PR #2756, opened 2017-09-25
Add U2F (hardware) to gandi.net

kalou:
As of today Gandi's new website supports U2F authentication

### DIFF
--- a/_data/domains.yml
+++ b/_data/domains.yml
@@ -193,6 +193,7 @@ websites:
       img: gandi.png
       tfa: Yes
       software: Yes
+      hardware: Yes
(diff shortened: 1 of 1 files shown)


mxxcon (commented):
Is there any documentation on this? the doc page still only lists totp method.

kalou:
Hi, thanks for looking into it

No update to the doc yet -
The feature is available on https://account.gandi.net in the security tab

Also we don't plan on making it work for the old website, I don't know if that's a thing worth mentioning ?

Carlgo11 (approved):

stephengroat (approved):

PR #2759, opened 2017-09-25
Add Stack Overflow

Nicos18:
I chose other because I think that it doesn't fit in any other category


stephengroat:
covered by Stack Exchange entry

PR #2765, opened 2017-09-26
Add Zooplus

Nicos18:
I added the twitter and Facebook of German Zooplus, because they don't have a unique account, so I inserted the DE accounts, because the central offices are in Germany


stephengroat:
replacement image

favicon

stephengroat (approved):

mxxcon (approved):

PR #2768, opened 2017-09-26
Add ePRICE

Nicos18:


stephengroat (approved):
i agree with you on the logo too, they even make their favicon illegible with text

mxxcon (approved):

PR #2777, opened 2017-09-26
Add PAYEER

Nicos18:


stephengroat:
i cannot check without moving my ip outside of the us

mxxcon (changes requested):
This logo doesn't have that white line under P.
payeer

mxxcon (commented):
How did you find that sms cost $0.05? I tried browsing their site, but it's very sparse.
Also what do you mean by the word "personalizable"?

Nicos18:
Unfortunately, these info are only reported after logging in. In the screenshots, there is the $0.05 cost for SMS, and for personalizable I intend the fact that you choose if you receive a code or not, as shown in the screenshots

payeer_2fa1
payeer_2fa2
payeer_2fa3

mxxcon:
If it uses `Telegram` to deliver 2fa codes then I think it should also be `software: yes`

mxxcon (approved):

jamcat22 (approved):

PR #2781, opened 2017-09-27
Add Zalando

Nicos18:


Carlgo11 (dismissed):
:+1:

mxxcon:
Do all these Zalando sites have separate login systems or are they all connected?
If they are all connected then I think it's better to use a single global entry such as https://zalando.com/

Nicos18:
I am registered on the Italian site, and I tried to login the UK site. The login system is the same, but except this, on the UK site, for example, I didn't find my Italian address and some other data that exists on the IT site.

mxxcon:
So if the login system is shared, I think it's better to have a single entry rather than duplicating all that info.
Their `zalando` twitter and facebook accounts are in German..
@2factorauth/core feedback?

jamcat22 (dismissed):
I agree with @mxxcon here. It's similar to an Amazon.com situation.

Carlgo11:
@jamcat22 @mxxcon I merged it into one listing and made the url zalando.com. That url redirects the user to their own country's version of Zalando.
I also changed the Twitter handle to Their Technology dep. They're not very active there but have responded to a couple of user tweets. Hopefully by sending directly to them, it's easier for the change to be made.

brycx (approved):
This looks like the best solution to me. Even though the Facebook account and email address is on .co.uk domain, the facebook.com/zalando is also in german. I'd say keep it like this.

mxxcon (approved):

PR #2787, opened 2017-09-28
fix line facebook

stephengroat:


Jawshy (approved):
Should have been from your fork, but 👍.

mxxcon (approved):

PR #5413, opened 2021-03-23
Added Glassdoor (UK)

ohheyrj:
Added glassdoor.co.uk which also supports 2FA, docs are the same as .com


Carlgo11:
If it's the same service but with another TLD I think this PR is better off being converted to an issue for when we add support for multi-domain listings.

ohheyrj:
Yup, agree with that :) I'll open an issue.

PR #5439, opened 2021-03-27
Update Compose

ApCoder123:
According to this [blog post](https://www.compose.com/articles/introducing-fido-universal-2nd-factor-authentication/), u2f is supported in addition to sms and totp

### DIFF
--- a/_data/developer.yml
+++ b/_data/developer.yml
@@ -188,6 +188,7 @@ websites:
     tfa:
       - sms
       - totp
+      - u2f
     doc: https://help.compose.com/docs/two-factor-authentication
 
   - name: Cookiebot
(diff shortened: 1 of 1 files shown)


_data/developer.yml
```diff
@@ -188,6 +188,7 @@ websites:
     tfa:
       - sms
       - totp
+      - u2f
     doc: https://help.compose.com/docs/two-factor-authentication
```
phallobst: Since the old page is not up to date, why not use the blog entry as the new (interim) doc link?
```suggestion
    doc: https://www.compose.com/articles/introducing-fido-universal-2nd-factor-authentication/
```

phallobst (changes requested):

phallobst (approved):

Carlgo11 (approved):

PR #5444, opened 2021-03-27
Add American Kennel Club

ApCoder123:


_data/other.yml
```diff
@@ -17,6 +17,13 @@ websites:
       - proprietary
     doc: https://helpx.adobe.com/manage-account/using/secure-your-adobe-account.html
 
+  - name: American Kennel Club (AKC)
```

_EXERCISE PROMPT_: Each line of the data is to be retyped exactly as shown.

_TASK ANSWER_:
PR #2756, opened 2017-09-25
Add U2F (hardware) to gandi.net

kalou:
As of today Gandi's new website supports U2F authentication

### DIFF
--- a/_data/domains.yml
+++ b/_data/domains.yml
@@ -193,6 +193,7 @@ websites:
       img: gandi.png
       tfa: Yes
       software: Yes
+      hardware: Yes
(diff shortened: 1 of 1 files shown)


mxxcon (commented):
Is there any documentation on this? the doc page still only lists totp method.

kalou:
Hi, thanks for looking into it

No update to the doc yet -
The feature is available on https://account.gandi.net in the security tab

Also we don't plan on making it work for the old website, I don't know if that's a thing worth mentioning ?

Carlgo11 (approved):

stephengroat (approved):

PR #2759, opened 2017-09-25
Add Stack Overflow

Nicos18:
I chose other because I think that it doesn't fit in any other category


stephengroat:
covered by Stack Exchange entry

PR #2765, opened 2017-09-26
Add Zooplus

Nicos18:
I added the twitter and Facebook of German Zooplus, because they don't have a unique account, so I inserted the DE accounts, because the central offices are in Germany


stephengroat:
replacement image

favicon

stephengroat (approved):

mxxcon (approved):

PR #2768, opened 2017-09-26
Add ePRICE

Nicos18:


stephengroat (approved):
i agree with you on the logo too, they even make their favicon illegible with text

mxxcon (approved):

PR #2777, opened 2017-09-26
Add PAYEER

Nicos18:


stephengroat:
i cannot check without moving my ip outside of the us

mxxcon (changes requested):
This logo doesn't have that white line under P.
payeer

mxxcon (commented):
How did you find that sms cost $0.05? I tried browsing their site, but it's very sparse.
Also what do you mean by the word "personalizable"?

Nicos18:
Unfortunately, these info are only reported after logging in. In the screenshots, there is the $0.05 cost for SMS, and for personalizable I intend the fact that you choose if you receive a code or not, as shown in the screenshots

payeer_2fa1
payeer_2fa2
payeer_2fa3

mxxcon:
If it uses `Telegram` to deliver 2fa codes then I think it should also be `software: yes`

mxxcon (approved):

jamcat22 (approved):

PR #2781, opened 2017-09-27
Add Zalando

Nicos18:


Carlgo11 (dismissed):
:+1:

mxxcon:
Do all these Zalando sites have separate login systems or are they all connected?
If they are all connected then I think it's better to use a single global entry such as https://zalando.com/

Nicos18:
I am registered on the Italian site, and I tried to login the UK site. The login system is the same, but except this, on the UK site, for example, I didn't find my Italian address and some other data that exists on the IT site.

mxxcon:
So if the login system is shared, I think it's better to have a single entry rather than duplicating all that info.
Their `zalando` twitter and facebook accounts are in German..
@2factorauth/core feedback?

jamcat22 (dismissed):
I agree with @mxxcon here. It's similar to an Amazon.com situation.

Carlgo11:
@jamcat22 @mxxcon I merged it into one listing and made the url zalando.com. That url redirects the user to their own country's version of Zalando.
I also changed the Twitter handle to Their Technology dep. They're not very active there but have responded to a couple of user tweets. Hopefully by sending directly to them, it's easier for the change to be made.

brycx (approved):
This looks like the best solution to me. Even though the Facebook account and email address is on .co.uk domain, the facebook.com/zalando is also in german. I'd say keep it like this.

mxxcon (approved):

PR #2787, opened 2017-09-28
fix line facebook

stephengroat:


Jawshy (approved):
Should have been from your fork, but 👍.

mxxcon (approved):

PR #5413, opened 2021-03-23
Added Glassdoor (UK)

ohheyrj:
Added glassdoor.co.uk which also supports 2FA, docs are the same as .com


Carlgo11:
If it's the same service but with another TLD I think this PR is better off being converted to an issue for when we add support for multi-domain listings.

ohheyrj:
Yup, agree with that :) I'll open an issue.

PR #5439, opened 2021-03-27
Update Compose

ApCoder123:
According to this [blog post](https://www.compose.com/articles/introducing-fido-universal-2nd-factor-authentication/), u2f is supported in addition to sms and totp

### DIFF
--- a/_data/developer.yml
+++ b/_data/developer.yml
@@ -188,6 +188,7 @@ websites:
     tfa:
       - sms
       - totp
+      - u2f
     doc: https://help.compose.com/docs/two-factor-authentication
 
   - name: Cookiebot
(diff shortened: 1 of 1 files shown)


_data/developer.yml
```diff
@@ -188,6 +188,7 @@ websites:
     tfa:
       - sms
       - totp
+      - u2f
     doc: https://help.compose.com/docs/two-factor-authentication
```
phallobst: Since the old page is not up to date, why not use the blog entry as the new (interim) doc link?
```suggestion
    doc: https://www.compose.com/articles/introducing-fido-universal-2nd-factor-authentication/
```

phallobst (changes requested):

phallobst (approved):

Carlgo11 (approved):

PR #5444, opened 2021-03-27
Add American Kennel Club

ApCoder123:


_data/other.yml
```diff
@@ -17,6 +17,13 @@ websites:
       - proprietary
     doc: https://helpx.adobe.com/manage-account/using/secure-your-adobe-account.html
 
+  - name: American Kennel Club (AKC)
```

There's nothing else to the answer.